> _Description of the task_: In how many lines of the records does the word "None" appear? Reply with the number and nothing else.

(Collected data)
%%

PR #4691, opened 2022-02-07
Initial pass at switching integration tests to pytest

### LINKED ISSUE #4690: [CT-169] Initial conversion of integration tests to pytest
We are converting our integration tests to pytest. This ticket is for the the initial creation of fixtures and utility functions that reproduce the functionality of the original test suite.

It will include the conversion of a handful of integration test directories.

gshank:
resolves #4690

### Description

This pull request is for preliminary review of the state of the integration test conversion to pytest.

### Checklist


tests/tables.py
```diff
@@ -0,0 +1,339 @@
...
+        self.unique_schema = unique_schema
+        self.default_database = database
+        # We need to get this from somewhere reasonable
+        self.quoting = {'database': True, 'schema': True, 'identifier': True}
+
+    def _assert_tables_equal_sql(self, relation_a, relation_b, columns=None):
+        if columns is None:
+            columns = self.get_relation_columns(relation_a)
+        column_names = [c[0] for c in columns]
+        sql = self.adapter.get_rows_different_sql(relation_a, relation_b, column_names)
```
jtcohen6, line 19: This is a funny method: It ultimately calls `COLUMNS_EQUAL_SQL`, a constant / Python f-string defined on the adapter class [here](https://github.com/dbt-labs/dbt-core/blob/2d0b975b6c2023cde219f0a045709a1fa5c6c840/core/dbt/adapters/base/impl.py#L1197-L1223), and reimplemented on other adapters ([e.g. spark](https://github.com/dbt-labs/dbt-spark/blob/63ebe042419a0feb5939c2eb1c010e7e52e8c802/dbt/adapters/spark/impl.py#L368-L400)). Why not call a macro, as other adapter Python methods do, and use our multiple dispatch pattern?

There are more examples of this further down, starting with `_assert_table_row_counts_equal`

tests/util.py
```diff
@@ -0,0 +1,115 @@
...
+from dbt.adapters.factory import get_adapter_by_type
+from dbt.events.test_types import IntegrationTestDebug
+from dbt.events.functions import fire_event
+
+
+# This is used in pytest tests to run dbt
+def run_dbt(args: List[str] = None, expect_pass=True):
+    # The logger will complain about already being initialized if
+    # we don't do this.
+    log_manager.reset_handlers()
```
jtcohen6, line 17: Some (all?) of this is holdover from "legacy" logging

tests/util.py
```diff
@@ -0,0 +1,115 @@
...
+    if os.path.exists(path):
+        with open(path, 'rb') as fp:
+            manifest_mp = fp.read()
+        manifest: Manifest = Manifest.from_msgpack(manifest_mp)
+        return manifest
+    else:
+        return None
+
+
+def run_sql_file(sql_path, unique_schema):
```
jtcohen6, line 39: My sense is that we've used this to:
- Supply fixture data - before the advent of `dbt seed`, and to avoid a dependency on that feature if unrelated to the current test
- Set up database state, when we need to test a specific scenario

Is this something we want to keep around / keep using? Are there alternative patterns to avoid splitting test setup across multiple files?

tests/functional/conftest.py
```diff
@@ -0,0 +1,268 @@
...
+    # in the test signature to a minimum. Also... database? ...?
+    return TestProjInfo(
+        project_root=project_root,
+        profiles_dir=profiles_root,
+        adapter=schema,
+        test_dir=request.fspath.dirname,
+        data_dir=data_dir,
+        test_schema=unique_schema,
+        # the following feels kind of fragile. TODO: better way of getting database
+        database=profiles_yml['test']['outputs']['default']['dbname'],
```
jtcohen6, line 267: This behavior is going to vary across adapters:
- Postgres cannot read from other databases
- Redshift cannot write to other databases (can sometimes read from others)
- BigQuery + Snowflake can read from + write to other databases/projects, it's important that we can test that functionality
- Spark/Databricks (currently) has no notion of a separate "database" level, it's just a synonym for `schema`

tests/functional/simple_copy/test_mixed_case_db.py
```diff
@@ -0,0 +1,50 @@
...
+
+def test_basic(project_root, project):
+
+    assert project.database == 'dbtMixedCase'
+
+    # Tests that a project with a single model works
+    results = run_dbt(['run'])
+    assert len(results) == 1
+    manifest = get_manifest(project_root)
+    assert 'model.test.model' in manifest.nodes
```
jtcohen6, line 48: This is neat!

tests/functional/simple_copy/test_copy_uppercase.py
```diff
@@ -0,0 +1,66 @@
+import pytest
+import os
+from tests.tables import TableComparison
+from tests.util import run_dbt
+
+from tests.functional.simple_copy.test_simple_copy import (
```
jtcohen6, line 6: This makes me think: What would it look like if an external plugin wanted to run `test_simple_copy`, exactly as written, with no changes? What would it look like if they wanted to run it, but needed to override a few of the fixtures?

tests/functional/simple_reference/test_invalid_reference.py
```diff
@@ -0,0 +1,28 @@
...
+    return {
+        'descendant.sql': descendant_sql,
+        'model.sql': model_sql,
+    }
+
+
+def test_undefined_value(project):
+    # Tests that a project with an invalid reference fails
+    with pytest.raises(CompilationException):
+        run_dbt(['compile'])
```
jtcohen6, line 28: - This test is much more modular than the others, and neatly maps to a functionality owned by the Language team. Is there some way we could tag this test with that team's ownership? Point back to the actual functionality it's testing?
- Related to the above: Would we want this to be `'parse'` or `'ls'`, rather than `'compile'`, since we'd expect this error to raise during parse time?

tests/functional/simple_reference/test_simple_reference.py
```diff
@@ -0,0 +1,238 @@
...
+        'view_using_ref.sql': view_using_ref_sql,
+    }
+
+
+@pytest.fixture
+def project_config_update():
+    return {
+        'vars': {
+            'test': {
+                'var_ref': '{{ ref("view_copy") }}',
```
jtcohen6, line 134: I don't see us using this anywhere below. I also wonder if we need to keep using dbt `--vars` for this kind of functionality? Could we instead update the pytest fixture (?) within the scope of a subsequent test? (I'm sure I'm misunderstanding fixture scope)

tests/functional/simple_copy/test_simple_copy.py
```diff
@@ -0,0 +1,217 @@
...
+        'advanced_incremental.sql': advanced_incremental_sql,
+        'compound_sort.sql': compound_sort_sql,
+        'disabled.sql': disabled_sql,
+        'empty.sql': empty_sql,
+        'get_and_ref.sql': get_and_ref_sql,
+        'incremental.sql': incremental_sql,
+        'interleaved_sort.sql': interleaved_sort_sql,
+        'materialized.sql': materialized_sql,
+        'schema.yml': schema_yml,
+        'view_model.sql': view_model_sql,
```
jtcohen6, line 142: Should we aim to consolidate these fixtures with the ones used in other tests? It would require more upfront work, but if we assembled a common set of standard fixtures (rather than recreating highly similar ones over and over again), then:
- each test can pick & choose just the ones it needs
- adapter plugins could reimplement specific fixtures (as needed) among the standard reused set, and then be able to get most tests "for free," rather than needing to reimplement similar fixtures in similar ways for each test

tests/CONVERTING.md
```diff
@@ -0,0 +1,37 @@
...
+  If you have teardown pieces in the fixture, do a 'yield' after the setup, and
+  the part after the 'yield' will be run at teardown.
+* 'run\_dbt', 'run\_sql', and 'get\_manifest' are provided by the tests/util.py file
+* You will probably want to make separate test files out of tests that use
+  substantially different projects. If they're only different by a file or two,
+  you could write out individual files instead and keep them in the same file.
+* You can also import file strings from other test cases
+* old: self.get\_models\_in\_schema, new: get\_tables\_in\_schema
+* somewhat easier way to get the legacy files into a more usable format:
+  ```tail -n +1 models/* > copy_models.out```
```
jtcohen6, line 29: Is the idea here that we can "print out" a set of pytest model fixtures into a functional set of dbt project files, to fully replicate end user experience of running dbt with a local file system? (Similar to what our integration tests do today)

jtcohen6 (commented):
This is really exciting!! Lots of comments as I read through the draft implementation.

As next steps, I'd be excited to:
- Try porting the two converted integration tests to an adapter plugin, and see how we'd need to reimplement fixtures/methods/etc
- Think about what other modular utilities we'd want, in a similar vein to `get_manifest`. I think @JCZuurmond's work on `pytest-dbt-core` could be generative here, especially [`macro_generator`](https://github.com/godatadriven/pytest-dbt-core/blob/29084e28e240cbf7964612675205ddef3b5c0af8/src/pytest_dbt_core/fixtures.py#L105-L131) to mock macro input + output. Could that do for "execution" code what `get_manifest` does for "parsing" code?

tests/util.py
gshank: Yes, this seems to be from the really early tests. It's a good idea to look at where it's used and see if we can do something different.

tests/functional/simple_reference/test_invalid_reference.py
gshank: Those sorts of changes sounds like an excellent idea. Not sure whether we want to do it when converting though, or as a post-conversion re-organization and cleanup.

tests/functional/simple_copy/test_copy_uppercase.py
gshank: I've been looking at options for sharing the fixtures, and what I found was using them as pytest plugins. I'm not fully up to speed on how that would work, but I think we would include the base conftest.py from the dbt-core repo (or a test fixture repo?), and the provide fixture overrides in a conftest.py in the adapter repos. Or something like that.

tests/functional/conftest.py
gshank: Yeah, this is one of the ragged edges. Some other ragged edges are getting the adapter in a good way, and the quoting config.

tests/tables.py
gshank: All of this code was extracted from test/integration/base.py. Quite a large chunk of that was dealing with the table comparisons, so I just copied, formatted and got it to work. I'm up for whatever better practices have evolved since that code was written, and at the least we would need to override this in adapter repos.

tests/functional/simple_copy/test_simple_copy.py
gshank: Ideally I think it would be nice to have some standard projects that can be reused. We have a lot of tests that create projects with only subtle or minimal differences. That can be done a directory basis, using a test directory conftest.py, with only the different parts overridden. We probably could do that for test_simple_copy.py and test_copy_upperbase, and just override the 'models' fixture for test_copy_upperbase. You can also make individual sets of project fixtures with different names and include them in a test as a plugin.

I think it will be easiest to do that after we've converted the tests though, since we'll then be able to more easily see the differences between test projects. The legacy tests with all the files in directories (often multiple) makes that sort of comparison harder.

tests/CONVERTING.md
gshank: The fixtures as currently implemented do write out a complete dbt project into the temporary project_root directory.  The 'tail' command is just a convenience to avoid copying and pasting files individually. I'm actually planning on opening a ticket for someone to create a script to write out the legacy files in a format that's usable for the pytest tests.

tests/functional/simple_copy/test_simple_copy.py
gshank: Though on second thought, if people see the same setup as they're going through converting, there's no reason to wait. "Oh, I saw this project before. Yank! It's now a plugin."

tests/functional/simple_reference/test_simple_reference.py
gshank: This is used in the 'view_using_ref.sql' file. The 'project_config_update' fixture is merged into the basic project_config in the fixtures code. So this var is actually in the dbt_project.yml.

core/dbt/tests/tables.py
```diff
@@ -0,0 +1,339 @@
+from dbt.tests.util import run_sql
+from dbt.context import providers
+from unittest.mock import patch
+from contextlib import contextmanager
+
+
+class TableComparison:
```
JCZuurmond, line 7: I would like to challenge this class a bit. The way I see it is that this "new way of testing" removes some of the "magic" of the "old way". The risk with using such a class is that magic is being introduced - in a different form.

JCZuurmond (commented):
Hi, super nice you are upgrading the testing framework! I added some comments, I am still thinking about how I would do this myself, view the comments as suggestions, probably some education is needed before I understand the intent of the changes.

It is great to remove all the `dbt` subprocess calls as this allows the user to start debugging sessions. 

Furthermore, it would be great to have a test suite which can be applied to the `core` and all the `adapters`. Especially, if it is written in such a way that adapters can easily extended it (for example with adapter specific settings) whilst reusing the test suite. 

Pytest recommends [two test layouts](https://docs.pytest.org/en/6.2.x/goodpractices.html#choosing-a-test-layout-import-rules): outside or inside the package. The most common set-up is having your tests outside of your package: this makes your package smaller. However, some packages don't do this (for example `numpy`). 

A benefit of having the tests inside your package is that you can run the test suite as a user. This could be helpful for the adapters:
1. Install `dbt-core`: `pip install dbt-core`
2. Run `dbt-core` test suite: `pytest --pyargs dbt`
If then the test suite is set-up to automatically pick up which adapter is installed, you can reuse that test suite for every adapter.

As mentioned in the comments, I don't think fixtures are usually shipped inside the package. If you want to reuse a fixture over different projects, I think the idea is to write a pytest plugin.

core/dbt/tests/tables.py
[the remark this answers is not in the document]
gshank: This is not "new way of testing". This is "old way of testing" copy-pasted to the new way so that we can convert the tests without so much pain. Ideally it would be converted to use macros and simplified a great deal. Eventually.

core/dbt/tests/util.py
```diff
@@ -0,0 +1,127 @@
...
+
+    finally:
+        stop_capture_stdout_logs()
+
+    return res, stdout
+
+
+# Used in test cases to get the manifest from the partial parsing file
+def get_manifest(project_root):
+    path = project_root.join("target", "partial_parse.msgpack")
```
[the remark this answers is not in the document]
gshank: The same function is working fine in our current CI. The target directory is a subdirectory of the temporary project_root directory that is created for every test.

core/dbt/tests/fixtures/project.py
```diff
@@ -0,0 +1,270 @@
...
+    return {}
+
+
+@pytest.fixture
+def snapshots():
+    return {}
+
+
+@pytest.fixture
+def tests():
```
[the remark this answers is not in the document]
gshank: Fixtures can be overridden in a number of places, like in individual test cases. We are still looking at how to connect up the current fixtures with the adapter testing.

tests/functional/basic/test_jaffle_shop.py
```diff
@@ -0,0 +1,15 @@
+import pytest
+from dbt.tests.util import run_dbt, get_manifest
+
+
+from tests.fixtures.jaffle_shop import models, seeds, project_config_update
```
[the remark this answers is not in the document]
gshank: You mean the 'models', 'seeds' and 'project_config_update'?  They are used. They override the base fixtures that come from the fixtures/project.py file.

core/dbt/tests/tables.py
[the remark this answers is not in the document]
JCZuurmond: Alright, let's forget about this class for now

core/dbt/tests/util.py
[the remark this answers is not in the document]
JCZuurmond: great!

tests/functional/basic/test_jaffle_shop.py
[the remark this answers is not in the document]
JCZuurmond: Flake gives shows the following warning:

> F401: 'tests.fixtures.jaffle_shop.seeds' imported but unused

I guess an `isort` or `black` would remove this line. 

Pytest recommends to [overwrite fixtures](https://docs.pytest.org/en/7.0.x/how-to/fixtures.html#overriding-fixtures-on-various-levels) by using `conftest`, within a test module or with direct test parameterization. By importing the fixtures it is _kinda_ like defining a fixture on test module level, but not according to the pytest overriding fixture way. And, flake does not like it.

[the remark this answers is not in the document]
gshank: Yeah, this isn't ideal from flake and mypy considerations. But the whole point here is to package up standard projects and use them in a single test. Putting them in a conftest.py defeats that because it would apply to all tests in the directory. If you can come up with a better way to import the fixtures that we need for a single project, I'd love to hear it.

core/dbt/tests/fixtures/project.py
```diff
@@ -0,0 +1,270 @@
+import os
```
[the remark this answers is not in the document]
gshank: This acts as a local plugin, and the idea here is that it could act as a plugin for the adapter tests too. Since the test fixtures and the dbt release are so tightly coupled, there would be overhead and coordination required to separate them out, and there aren't many advantages. Anybody using this file as a pytest plugin is also going to have to have dbt. Perhaps there will be considerations that make that necessary, but we're going to wait until we see how the adapter test rewrite plays out to make those decisions.

emmyoop (approved):
Looks good with the understanding that we'll make changes as needed as we learn more/establish patterns.

PR #4699, opened 2022-02-09
WIP: attempt to rewrite

ChenyuLInx:
resolves #

### Checklist


tests/functional/simple_selection/seed.sql
```diff
@@ -0,0 +1,119 @@
+create table {schema}.summary_expected (
```
ChenyuLInx, line 1: Seems like this file is duplicated across places

core/dbt/tests/tables.py
```diff
@@ -322,6 +322,8 @@ def _ilike(target, value):
 
 
 def get_tables_in_schema(schema):
+    # TODO the get_models_in_schema has a special case for snowflake, do we still need it
```
ChenyuLInx, line 325: Is this something we intentionally didn't do

tests/functional/simple_selection/test_graph_select.py
```diff
@@ -0,0 +1,132 @@
...
+# 4. created models become created tables, assertFalse might need to be updated
+# 5. assert_correct_schemas needs to be implemented
+
+# Question how to validate the tests actually correctly tested the intended case
+
+# idea of script to automate this:
+# 1. unittest2pytest can handle convert assert,
+# 2. probably need something like the steps described above to convert the sql files
+# 3. another pass to fix the functions and report remaining functions
+# run_sql_file means need to add create table function
```
ChenyuLInx, line 19: @gshank  what's your thoughts on this whole section

core/dbt/tests/tables.py
gshank: Yes. We're going to implement things in the adapter in a cleaner way (like overriding methods) instead of these hacky if tests.

tests/functional/simple_selection/seed.sql
gshank: Yes. We're going to be looking for opportunities to store these commonly repeated files elsewhere. There's a 'tests/fixtures' directory. Maybe a 'tests/data' directory?

gshank: Some of the seed.sql files might do different things, so we'll have to look at each one and see if it's a repeat.

tests/functional/simple_selection/test_graph_select.py
gshank: We don't need assertFalse. Just use 'assert' and a condition that evaluates how we need. We do not want to update the source('raw', 'seed') because that's a built-in dbt feature. If the 'seed' command is executed, the seed table should be there and that SQL should work. If unittest2pytest helps, that's great. Put something in the CONVERTING.md file describing it.

gshank: assert_correct_schema isn't used in any other tests that I can see, so putting it in this test case seems fine.

tests/functional/conftest.py
```diff
@@ -266,3 +267,9 @@ def project(
         # the following feels kind of fragile. TODO: better way of getting database
         database=profiles_yml['test']['outputs']['default']['dbname'],
     )
+
+
+@pytest.fixture
+def create_tables(data_dir, unique_schema):
```
gshank, line 273: Putting a 'create_tables' fixture into here is fine for now. Jeremy was suggesting that long-term we might want to look at using seeds for this, but that's a bunch more conversion work, so I'd wait until we see how many different files like this we have.

tests/functional/simple_selection/test_graph_select.py
gshank: Just fyi we generally should not usually have to update any schema references, because the original tests all used randomly generated schema names. This particular test did some config changes to the schema name in the SQL (a legitimate thing to test...) so it's special that way.

ChenyuLInx: For the source('raw', 'seed') part, I will get an error saying the table doesn't exist If I don't update it. What's the proper way to update it?

PR #2757, opened 2018-12-10
GA checkFeatureCount

pmbohm:
A solution for testing if users will attempt an empty download for all WCS layers. 
The only lightweight option is the same as ncWMS checking.

The WCS 'GetCoverage' request is the only other option which is essentially downloading the data and seeing if its empty.


web-app/js/portal/filter/ui/FilterGroupPanel.js
```diff
@@ -46,6 +46,34 @@ Portal.filter.ui.FilterGroupPanel = Ext.extend(Portal.filter.ui.GroupPanel, {
...
+            success: this._handleGetFeatureRequestMethod
+        });
+    },
+
+    _handleGetFeatureRequestMethod: function(results) {
+
+        (JSON.parse(results.responseText).owsType == "WCS") ?  this.getWcsFeatureCount(): this.getWfsFeatureCount();
+    },
+
+    getWcsFeatureCount: function() {
```
jonescc: Were not really getting counts here - would it be clearer if we made these methods return booleans/renamed them to reflect what they are actually doing - checking if there is any data for requested filters

pmbohm: True. Changes now pushed @jonescc

jonescc:
featuresAvailable is much clearer!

%%

> _Exercise result_: 4